Looking good... we just need more photos of the work thats been done and yet to come  :Biggrin:  
I love watching other people work! Esp when i am going slow at the moment... damn titles office spelling names wrong.. 
anyway Awesome work! 
Cheers

----------


## Black Cat

I will see what I can do with another part of the house - signal not good tonight, so it may take a while. Will start a separate thread for that one.

----------


## mattcz

well done bc. You should have announced it in my thread where I asked you to post. I only found this because I did a search for tung oil.  
It is all looking really good - POST MORE PHOTOS SOON. 
And yes, you are a brave woman buying over internet but it seems to be working out well. 
SBD - there is only a race if winter is coming. Lost the race last year and may very well lose it this year as well.

----------


## Black Cat

Thanks Matt, will do that next time you issue a challenge. There are two more threads here 'out the back' and 'down the side' that also cover this work.
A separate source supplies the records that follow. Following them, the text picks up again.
PR #4743, opened 2021-09-28
Erase previous prop info when setting/deleting prop

canyie:
If a prop named "test" and has value "abcd", we setting its value to "a", then its value is actually "a\0cd\0", this is a special case so apps can infer the original value.
Also, deleting a prop (like resetting readonly prop) just removes the pointer to the prop info from the trie tree, apps can find the previous prop by searching the area.
In example, [Riru](https://github.com/RikkaApps/Riru) changes "ro.dalvik.vm.native.bridge" to inject into zygote processes and recover it after system server starts. Because the previous value still exists in the prop area, apps can detect Riru by simply search whether `libriruloader.so` is in the area.

**Only simple tested and passed, further testing is recommended**

### DIFF
--- a/native/jni/external/systemproperties/include/system_properties/prop_area.h
+++ b/native/jni/external/systemproperties/include/system_properties/prop_area.h
@@ -110,7 +110,7 @@ class prop_area {
 
   const prop_info* find(const char* name);
   bool add(const char* name, unsigned int namelen, const char* value, unsigned int valuelen);
-  bool rm(const char *name);
+  prop_info* rm(const char *name);
 
   bool foreach (void (*propfn)(const prop_info* pi, void* cookie), void* cookie);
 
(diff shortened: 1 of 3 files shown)


yujincheng08 (approved):

tujiacai (approved):

Fox2Code:
If true your commit do more than that, it also fix a memory leak in resetprop.
Because with what you just explained, if an app spammed reset prop the old values wouldn't be cleared from memory, wasting memory by filling it of referenced values.

yujincheng08:
clear memory != free memory

canyie:
@Fox2Code No, I just fill the old values with '\0', not "allow the memory to be reused".
Allocator in properties system is just "bump pointer allocator", so implementing "free" needs to decrease the pointer and let the memory can be reused --- It's dangerous!  If we are implementing a garbage collector in VM, all code accessing the memory is controlled, we have many methods to prevent UAF by others, such as STW, read barrier, etc. But we aren't --- who knows what will happen when others access a freed and reused memory?

topjohnwu:
Addressed in 2fef98a5afd1b4a344bca92d094e98ad6ee54006 and 7f18616cc05b872da34b63d1c1ffe44d4b4731a9, thank you!

PR #4761, opened 2021-10-06
Refine zygisk

yujincheng08:
- Skip modules when it's name starts with `riru`
- Except for modules supporting `zygisk` (with zygisk dir) to allow modules support riru and zygisk simultaneously
- Call `onLoad` as `ModuleBase *` to avoid `private` or `protected`
- Proper declare friend, otherwise `zygisk.h: error: 'impl' is a private member of 'zygisk::Api'`

### DIFF
--- a/native/jni/core/module.cpp
+++ b/native/jni/core/module.cpp
@@ -691,9 +691,9 @@ static void collect_modules() {
         if (faccessat(modfd, "disable", F_OK, 0) == 0)
             return;
         // Riru and its modules are not compatible with zygisk
-        if (zygisk_enabled && (
-                entry->d_name == "riru-core"sv ||
-                faccessat(modfd, "riru", F_OK, 0) == 0))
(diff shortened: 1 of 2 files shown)


native/jni/core/module.cpp
```diff
@@ -691,9 +691,9 @@ static void collect_modules() {
         if (faccessat(modfd, "disable", F_OK, 0) == 0)
             return;
         // Riru and its modules are not compatible with zygisk
-        if (zygisk_enabled && (
-                entry->d_name == "riru-core"sv ||
-                faccessat(modfd, "riru", F_OK, 0) == 0))
+        if (zygisk_enabled && faccessat(modfd, "zygisk", F_OK, 0) == ENOENT &&
```
canyie, line 694: `faccessat(modfd, "zygisk", F_OK, 0) == ENOENT` ?
> On success, faccessat() returns 0. On error, -1 is returned and errno is set to indicate the error.

Israelromero197 (approved):

PR #4307, opened 2021-05-03
a21s: whitelist "exynos850" to work around incorrect detection as skip_initramfs

jameskdev:
```
<12>[    2.044416]  [0           init:    1] magiskinit: Kernel cmdline iofo:
<!2>[    2.044430]  [0:           init:    1] magiskInit: skip_initramfs=[1]
<12>[    2.044443]  [0:           init:    1] }agiskanit: dorce_normalWboot=[0]
<12>[    2.044451]  [0:           init:    1] magiskinit: rootwait=[1]
<12>[    2.044460]  [0:           init:    1] magiskinit: slot=[]
<12>[    2.044471]  [0:           init:    1] magiskinit: dt_dir=[]
<12>[    2.044479]  [0:           init:    1] m!giskiNit: fstab]suffix=[]
<12>[    2.044487]  [0:           init:    1] magiskinit: hardware=[exynos850]
<12>[    2.044517]  [0:           init:    1] magiskinit: hardware.platform=[]
<12>[    2.044691]  [0:           init:    1] magiskinit: Device tree info:
<32[    2.044700Y  [0:           init:    1] magiskinit: dt_dir=[/proc/device-tree/fizmware/android]
<1">[    2.044707]  [0:           init:    1] magisiinit: fstab_suffix=[]
<12*[    2.044718]  [0:           init*    1] magisk)n)t: hardware=[exyno3850]
<12>[    2.044'26]  [0:           init:    1] magiskinit: hardware.platfOrm=[]
<12>[    2.044735]  [0:           init:    1] magiskinit: SARInit
<12>[    2.045341]  [0:           init:    1] magisciniT: Earmy mount system_root
```

As far as I know, Galaxy A21S doesn't use SARInit, and it doesn't require skip_initramfs (this device uses dynamic partition, and it has a ramdisk. Also it was launched with Android 10)
However, for some reason, the argument skip_initramfs is passed onto the kernel cmdline when it boots, causing Magisk to identify the device as skip_initramfs device.
This caused the device to go into boot loop when flashing Magisk.
Therefore, disabling skip_initramfs for this device allowed it to boot successfully and gain root access.
There may be some Samsung devices that pass on the skip_initramfs argument, yet don't really use SARInit. If bootloop occurs on some newer Samsung devices, disabling skip_initramfs may help solve the problem.

PR #4788, opened 2021-10-20
scripts: support Samsung 2SI with skip_initramfs in dtb cmdline

osm0sis:
Samsung Galaxy A21S and Galaxy M12, probably others, are hdr_v2 boot.img with 2SI judging by the ramdisk contents (init, apex, etc.), but the dtb contains an extra cmdline with skip_initramfs present, even though this shouldn't exist on 2SI and the kernel apparently doesn't even contain a skip_initramfs function

I can't find examples of other devices where skip_initramfs is present in the dtb plainly other than these so patch it out like we do for the kernel

Closes #4307

### DIFF
--- a/native/jni/magiskboot/dtb.cpp
+++ b/native/jni/magiskboot/dtb.cpp
@@ -141,8 +141,22 @@ static bool dtb_patch(const char *file) {
         fdt = static_cast<uint8_t*>(memmem(fdt, end - fdt, DTB_MAGIC, sizeof(fdt32_t)));
         if (fdt == nullptr)
             break;
+        int node;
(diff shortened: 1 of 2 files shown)


topjohnwu:
@osm0sis do you have a boot image for me to check it out?

osm0sis:
Yep!
[boot-U5.img.zip](https://github.com/topjohnwu/Magisk/files/7447962/boot-U5.img.zip)

osm0sis:
You didn't have to keep me as primary author since you rewrote the whole thing in C++, probably should have gone the other way around and had me as co-author 😛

Like yours it is going on in many different locations simultaneously, so I find it easier to work out by subdividing it into units for the purposes of explanation ... (I am easily confused, lol).

----------


## mattcz

ahah......willl go and search....

----------


## Black Cat

Thanks Vic, it can be annoying when the locals keep saying 'when are you going to ....' and ask about something that will be at least 3 years down the track, but it is also very rewarding. The idea here is that I have a hobby that will keep me off the streets, mentally and physically and active for many years to come. By the time I start slowing down the things that need doing will be the things I am then able for - embroidering window blinds, making rag rugs etc. In the mean time the goal is to set the house and yard up for that future point when activity does slow down so that it will be easy to manage. So far so good. Oven goes on on Monday, gas gets connected to it shortly thereafter (my plumber's off-sider's wife is suffering a terminal illness so their work programme is designed around her needs) and the benchtop will go on shortly thereafter. Once that is done I can start work on prepping for painting the bargeboards and gables (someone else's job as i hate heights), installing the roof with additional battens to withstand the local gales, and then finishing off the weatherboards (which will have to wait for Spring).

----------